A configurable system with multiple lenses. We define three types of lenses:

  • A plano convex lens
  • A symmetric biconvex lens
  • A convex plano lens, the same shape as the first lens, just reversed.

The number of lenses of each type are input parameters of the script, and the complete sequence is:

  • X plano convex lenses
  • Y biconvex convex lenses
  • Z convex plano lenses
python
import torch
import torch.nn as nn
import torch.optim as optim
import torchlensmaker as tlm

import math
import itertools
import numpy as np

### DESIGN ###

# Design parameters
square_size = 30
lens_diameter = math.sqrt(2)*square_size
focal_length = 35.

# Number of each lens type
nplano = 2
nbiconvex = 2
nrplano = 1

# Mechanical sizes
lens_min_thickness = 1.2
lens_spacing = 3.

### MODEL ###

# Parametric surfaces 
surface_plano = tlm.Parabola(lens_diameter, tlm.parameter(-0.002))
surface_biconvex = tlm.Parabola(lens_diameter, tlm.parameter(0.002))

# Lenses
lenses_plano = [tlm.PlanoLens(
    surface_plano,
    material="BK7-nd",
    outer_thickness = lens_min_thickness,
    reverse=False,
) for i in range(nplano)]

lenses_biconvex = [tlm.BiLens(
    surface_biconvex,
    material="BK7-nd",
    outer_thickness = lens_min_thickness,
) for i in range(nbiconvex)]

lenses_rplano = [tlm.PlanoLens(
    surface_plano,
    material="BK7-nd",
    outer_thickness = lens_min_thickness,
    reverse=True,
) for i in range(nrplano)]

optics = nn.Sequential(
    tlm.PointSourceAtInfinity(beam_diameter=0.9*lens_diameter),
    tlm.Gap(10.),
    
    *itertools.chain.from_iterable([[tlm.Gap(lens_spacing), lens] for lens in lenses_plano]),
    *itertools.chain.from_iterable([[tlm.Gap(lens_spacing), lens] for lens in lenses_biconvex]),
    *itertools.chain.from_iterable([[tlm.Gap(lens_spacing), lens] for lens in lenses_rplano]),
    
    tlm.Gap(focal_length),
    tlm.FocalPoint(),
)

# print(optics)

print("Lens design")
print("Square size", square_size)
print("Lens diameter", lens_diameter)
print("Configuration", nplano, nbiconvex, nrplano)
print("lens_min_thickness", lens_min_thickness)
print("lens_spacing", lens_spacing)

tlm.show(optics, dim=2)
tlm.show(optics, dim=3)
Lens design
Square size 30
Lens diameter 42.42640687119285
Configuration 2 2 1
lens_min_thickness 1.2
lens_spacing 3.0
python
def regu_equalparam(_):
    a1 = surface_plano.a
    a2 = surface_biconvex.a
    return 500*torch.pow((500*a1)**2 - (500*a2)**2, 2)
    #params = torch.cat([param.view(-1) for param in optics.parameters()])
    #return torch.pow(torch.diff(1000*torch.abs(params)).sum(), 2)

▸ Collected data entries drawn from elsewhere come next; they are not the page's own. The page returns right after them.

PR #675, opened 2021-08-03
build: refactor build a bit to work on OS/X

terpstra:
Moved profile+status to runtime for now.
Moved library dependencies from wake to runtime.


elena-pudovkina (commented):
Approved!

PR #676, opened 2021-08-04
lsp.cpp: move global variables into the LSP class

elena-pudovkina:
Move all global variables (except for reporter) into the LSP class.
Turn processing requests into an LSP method.


lsp/lsp.cpp
```diff
@@ -73,265 +73,281 @@ static const char *MethodNotFound       = "-32601";
...
-  JAST message = createResponseMessage(receivedMessage);
-  message.add("result", JSON_NULLVAL);
-  isShutDown = true;
-  sendMessage(message);
-}
+    void diagnoseFile(std::string fileUri) {
+      std::string filePath = fileUri.substr(rootUri.length() + 1, std::string::npos);
+      std::unique_ptr<Top> top(new Top);
+
+      auto fileChangesPointer = changedFiles.find(fileUri);
```
terpstra, line 281: I'd suggest you create a new/local LSPReporter here, and then assign the global pointer to it. In the future, we'd like to pass the reporter TO the lexer, so there is no need for it to exist for longer than this call.

lsp/lsp.cpp
```diff
@@ -73,265 +73,281 @@ static const char *MethodNotFound       = "-32601";
...
+            callMethod(method, request);
+          }
+        }
+      }
+    }
 
+    void callMethod(std::string method, JAST request) {
+      auto functionPointer = methodToFunction.find(method);
+      if (functionPointer != methodToFunction.end()) {
+          ((*this).*(functionPointer->second))(request);
```
terpstra, line 171: Does `this->*(functionPointer->second)(request)` work?

terpstra (approved):
This looks great!

lsp/lsp.cpp
elena-pudovkina: Done.

lsp/lsp.cpp
elena-pudovkina: Yes, thank you

PR #677, opened 2021-08-16
lsp: enable type errors and goto definition

elena-pudovkina:
The type checker now runs on the whole project and updates the errors whenever a change is made.
You can also go to a symbol definition by pressing F12.

### DIFF
--- a/common/location.h
+++ b/common/location.h
@@ -59,7 +59,7 @@ struct FileLocation {
 std::ostream & operator << (std::ostream &os, FileLocation location);
 
 struct Location {
-  std::string filename;
+  const char *filename;
   Coordinates start, end;
 
   Location(const char *filename_, Coordinates start_, Coordinates end_)
--- a/common/location.h
+++ b/common/location.h
@@ -59,7 +59,7 @@ struct FileLocation {
 std::ostream & operator << (std::ostream &os, FileLocation location);
 
 struct Location {
-  const char *filename;
+  std::string filename;
   Coordinates start, end;
 
   Location(const char *filename_, Coordinates start_, Coordinates end_)
--- a/lsp/lsp.cpp
+++ b/lsp/lsp.cpp
@@ -143,10 +143,11 @@ private:
     bool isInitialized = false;
     bool isShutDown = false;
     Runtime runtime;
+    std::vector<std::string> allFiles;
     std::map<std::string, std::string> changedFiles;
-    std::map<std::string, std::vector<Diagnostic>> diagnostics;
     std::vector<std::pair<Location, Location>> uses;
     std::vector<std::pair<std::string, Location>> definitions;
+
     std::map<std::string, LspMethod> methodToFunction = {
       {"initialize",                      &LSP::initialize},
       {"initialized",                     &LSP::initialized},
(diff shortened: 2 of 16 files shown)


src/types/type.h
```diff
@@ -20,20 +20,23 @@
 
 #include "dsu.h"
 #include <ostream>
-struct Location;
+#include "location.h"
+//struct Location;
```
terpstra, line 24: Please remove comment.

src/types/type.cpp
```diff
@@ -189,10 +191,12 @@ bool TypeVar::tryUnify(TypeVar &other) {
   return ok;
 }
 
+extern DiagnosticReporter *reporter;
```
terpstra, line 194: Can we put this into the DiagnosticReporter header for now instead?

src/types/bind.cpp
```diff
@@ -20,6 +20,7 @@
 #define _POSIX_C_SOURCE 200809L
 
 #include <iostream>
```
terpstra, line 22: Do we still need iostream?

lsp/lsp.wake
```diff
@@ -51,7 +51,7 @@ def buildLSP (Pair variant _): Result (List Path) Error =
         objFiles.flatten ++
         deps.getSysLibObjects
 
-    linkO variant (deps.getSysLibLFlags) allObjs "lib/wake/lsp-wake"
+    linkO variant (deps.getSysLibLFlags) allObjs "bin/lsp-wake"
```
terpstra, line 54: I see. This solves the 'find the standard library' problem.

common/location.h
```diff
@@ -59,7 +59,7 @@ struct FileLocation {
 std::ostream & operator << (std::ostream &os, FileLocation location);
 
 struct Location {
-  const char *filename;
+  std::string filename;
```
terpstra, line 62: This can't stay. I'll figure it out.

terpstra (approved):
Looks good! Just a few minor nits and the Location:filename issue.

terpstra:
This PR is using the same branch as your last one. Generally, you should make a new branch for each feature change.

src/types/type.cpp
terpstra: Done

src/types/type.h
terpstra: Done

src/types/bind.cpp
terpstra: Done

common/location.h
terpstra: Done

lsp/lsp.cpp
```diff
@@ -460,8 +463,16 @@ class LSP {
...
+  if (argc == 2) {
+    stdLib = argv[1];
+  } else {
+    stdLib = find_execpath() + "/../../share/wake/lib";
+  }
+  if (access((stdLib + "/core/boolean.wake").c_str(), F_OK) != -1) {
+    LSP lsp(stdLib);
+    // Process requests until something goes wrong
+    lsp.processRequests();
+  }
```
terpstra, line 477: You probably should print an error message and return non-zero if the access fails.

terpstra: Whatever. Fix it in a follow-up. This PR is green and already very large.

PR #678, opened 2021-08-18
lsp: add "find references" and "highlight occurrences"

elena-pudovkina:
It is now possible to see all references to a symbol in a project by pressing Shift+F12.
If you click on a symbol once, all its occurrences in the document will be highlighted.
Additionally, find_all_wakefiles() was moved to frontend to lessen its dependency on runtime.


src/frontend/wakefiles.cpp
```diff
@@ -0,0 +1,361 @@
...
+#include <sstream>
+#include <fstream>
+#include <iostream>
+#include <algorithm>
+
+#include "primfn.h"
+#include "execpath.h"
+#include "frontend/wakefiles.h"
+
+bool push_files(std::vector<std::string> &out, const std::string &path, int dirfd, const RE2 &re, size_t skip) {
```
terpstra, line 36: Damn. RE2 is the library we don't want to depend on.

terpstra (approved):
LGTM!

PR #684, opened 2021-08-28
LSP: re-enable build using wasm in CI

terpstra:
This restores the ability to compile the LSP using emscripten.
The build system pulls in re2 and builds it along with the rest of the project.
The wake standard library is also now included into the vsix.


terpstra:
It even worked in federation! ... crashes are much worse under wasm than native, though. :-(

elena-pudovkina:
Looks good!

PR #686, opened 2021-08-29
LSP: remove the log file for every request

terpstra:
This file gets enormous.
We're also past the point it's useful.

@elena-pudovkina Or are you still using it?


elena-pudovkina:
> This file gets enormous.
> We're also past the point it's useful.
> 
> @elena-pudovkina Or are you still using it?

I use it sometimes, but it's not a big issue for me to add it in again. Better to remove it from master.

elena-pudovkina (approved):

PR #697, opened 2021-09-02
LSP: defer reparsing of the project until 1s of no typing

terpstra:
Whenever a file is potentially changed, we record we're out-of-date.
Whenever a query arrives, if we are out-of-date, we update.
If no new requests arrive for 1 second, we update.

This should improve the perceived performance.


elena-pudovkina (approved):
These look great!

PR #704, opened 2021-09-08
lsp restructure

elena-pudovkina:
Split lsp.cpp into server part, ast part, and json converter part.


terpstra (approved):
There are a bunch of minor things I'd like to see improved, but I think these can all just be done in follow-up PRs down the road.

PR #710, opened 2021-09-10
core: add basic type annotations to exported symbols

ag-eitilt:
I've been reading through the Wake code and making sure I stay attentive by adding type annotations.  This is unfortunately a rather large PR, but it should hopefully be relatively straight-forward to review (I extracted the harder-to-glance-at patches to be sent later).  Let me know if you'd prefer smaller chunks, in which case I'll probably just break this up by file.

### DIFF
--- a/share/wake/lib/core/boolean.wake
+++ b/share/wake/lib/core/boolean.wake
@@ -24,7 +24,11 @@ export data Boolean =
 # Unary operator for Boolean NOT.
 # !True  = False
 # !False = True
-export def !x = if x then False else True
+export def !(x: Boolean): Boolean =
+    if x then
+        False
+    else
+        True
 
 # Binary operator for Boolean AND.
 # BEWARE: unlike other languages, in wake, expression 'y' is evaluated even if 'x' is False
@@ -32,7 +36,11 @@ export def !x = if x then False else True
 # False && True  = False
 # True  && False = False
 # False && False = False
-export def x && y = if x then y else False
+export def (x: Boolean) && (y: Boolean): Boolean =
+    if x then
+        y
+    else
+        False
 
 # Binary operator for Boolean OR.
 # BEWARE: unlike other languages, in wake, expression 'y' is evaluated even if 'x' is True
@@ -40,4 +48,8 @@ export def x && y = if x then y else False
 # False || True  = True
 # True  || False = True
 # False || False = False
-export def x || y = if x then True else y
+export def (x: Boolean) || (y: Boolean): Boolean =
+    if x then
+        True
+    else
+        y
--- a/share/wake/lib/core/list.wake
+++ b/share/wake/lib/core/list.wake
@@ -42,7 +42,7 @@ export data List a =
 #   empty (seq 0)  = True
 #   empty (1, Nil) = False
 #   empty (seq 9)  = False
-export def empty = match _
+export def empty: List a => Boolean = match _
     Nil = True
     _   = False
 
@@ -71,7 +71,7 @@ export def tail: List a => List a = match _
 #
 #   map str    (seq 5) = "0", "1", "2", "3", "4", Nil
 #   map (_+10) (seq 5) = 10, 11, 12, 13, 14, Nil
-export def map (f: a => b): (List a => List b) =
+export def map (f: a => b): List a => List b =
     def loop = match _
         Nil  = Nil
         h, t = f h, loop t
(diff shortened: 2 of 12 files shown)


share/wake/lib/core/list.wake
```diff
@@ -71,7 +71,7 @@ export def tail: List a => List a = match _
 #
 #   map str    (seq 5) = "0", "1", "2", "3", "4", Nil
 #   map (_+10) (seq 5) = 10, 11, 12, 13, 14, Nil
-export def map (f: a => b): (List a => List b) =
+export def map (f: a => b): List a => List b =
```
terpstra, line 74: Any reason for removing the `()`s?
They were there to indicate the idea that map turns a function on elements into a function on lists.

share/wake/lib/core/boolean.wake
```diff
@@ -24,20 +24,32 @@ export data Boolean =
 # Unary operator for Boolean NOT.
 # !True  = False
 # !False = True
-export def !x = if x then False else True
+export def !(x: Boolean): Boolean =
+    if x then
+        False
+    else
+        True
```
terpstra, line 31: (lol)

share/wake/lib/core/vector.wake
```diff
@@ -61,15 +61,15 @@ export def vectorToList: Vector a => List a =
 #
 #   vempty (vseq 4) = False
 #   vempty (vseq 0) = True
-export def vempty (Vector _ s e): Boolean =
+export def vempty (Vector _ s e: Vector a): Boolean =
```
terpstra, line 64: I'm uncertain that a type signature of the same name as the destructor actually improves readability.

terpstra (commented):
I'm not sure what I think about this PR.

The type signatures outside of the standard library are all certainly welcome.
The few overlooked ones in Integer, Double, and empty are fine, too.
I think the `()` removal in List is actually a regression.

The reason json/tree/job did not have them is because I wanted to see those files completely refactored to follow the style guidelines and have comment blocks describing them. I'd be a lot happier to see those changes made to these files, rather than just the superficial type signatures added.

share/wake/lib/core/list.wake
ag-eitilt: No specific reason beyond the fact that this file is the only one which includes the parentheses; I assumed it was an early implementation of the type annotation syntax which was never updated.  I'm perfectly happy to amend the commit to leave them in, but I will say that (A), the extension hover info boxes don't include the parentheses even if the definition does, and (B), with my familiarity with functional programming, I assume the connotations of that currying even without it being called out.

share/wake/lib/core/boolean.wake
ag-eitilt: Yeah, something about expanding the oneliner to match the style guide makes the humor of the definition stand out even more.  Or am I missing something?

share/wake/lib/core/vector.wake
ag-eitilt: Maybe not, and this might indeed be one place where we explicitly go against the style guide.  The one thing it does emphasize is that the function can take a `Vector` *of any type*.

share/wake/lib/core/list.wake
terpstra: I guess it makes less sense now than when it was typed as `(a => b) => (List a => List b)`.

The hover extension does not show the `()`s, because it reformats (with minimal `()`s) the unified final type.

share/wake/lib/core/vector.wake
terpstra: Actually, probably what would be more readable would be:
```
def vempty (v: Vector a): Boolean =
  def Vector _ s e = v
  ...
```

That function was written before we had the def extractor syntax available.

share/wake/lib/core/boolean.wake
terpstra: There's nothing wrong with the change. It's just a funny function, made more funny by being 4 lines long.

terpstra:
> Makes sense, and I can certainly update the style throughout the files; I actually already did a good chunk of it, and just cherry-picked the one-line fixes to give you a bit smaller of a PR to review initially.

If you are doing it as a follow-up review, then I approve!
The missing type signatures were just there to shame me into the larger action.

> I think comments should be done as part of a separate pass through the standard library, though, after we've formalized @elena-pudovkina's Markdown format.

Well, I think there's writing the comments and there's formatting the comments. When that comment reformatting PR comes, it's going to be mostly mechanical brain-powered-off work. Having the hard part (correct docs) already in place does not seem a waste of time to me.

> Should I change the indentation to match the four-space guideline in the same PR? I don't know how GitHub presents that, but in my tools that would result in a rather hard-to-read diff.

You can render with `?w=1` on the end of a github PR URL to hide the whitespace changes. Also, you can review PRs in vscode ... with the wake extension!

terpstra (approved):
Ok!

PR #716, opened 2021-09-14
extensions/vscode: make the standard library install read-only

terpstra:
This makes it less likely someone will accidentally modify the standard
library included with the extension in ~/.vscode/extensions/


terpstra:
Screen Shot 2021-09-13 at 5 34 30 PM

elena-pudovkina:
Ooh, very nice!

def regu_equalthickness(_):
    t0 = lenses_plano[0].inner_thickness()
    t1 = lenses_biconvex[0].inner_thickness()
    return 100*torch.pow(t0 - t1, 2)

tlm.optimize(
    optics,
    optimizer = optim.Adam(optics.parameters(), lr=1e-4),
    sampling = {"base": 10},
    dim = 2,
    num_iter = 100,
    regularization = regu_equalthickness
).plot()

def print_lens(lens_name, lens):
    # TODO thickness at a specific radial distance
    print(lens_name)
    inner = lens.inner_thickness().item()
    outer = lens.outer_thickness().item()
    print(f"    inner: {inner:.3f} outer: {outer:.3f}")
    
    a1 = lens.surface1.surface.parameters()
    a2 = lens.surface2.surface.parameters()
    print("    surface1", [p.tolist() for p in a1.values()])
    print("    surface2", [p.tolist() for p in a2.values()])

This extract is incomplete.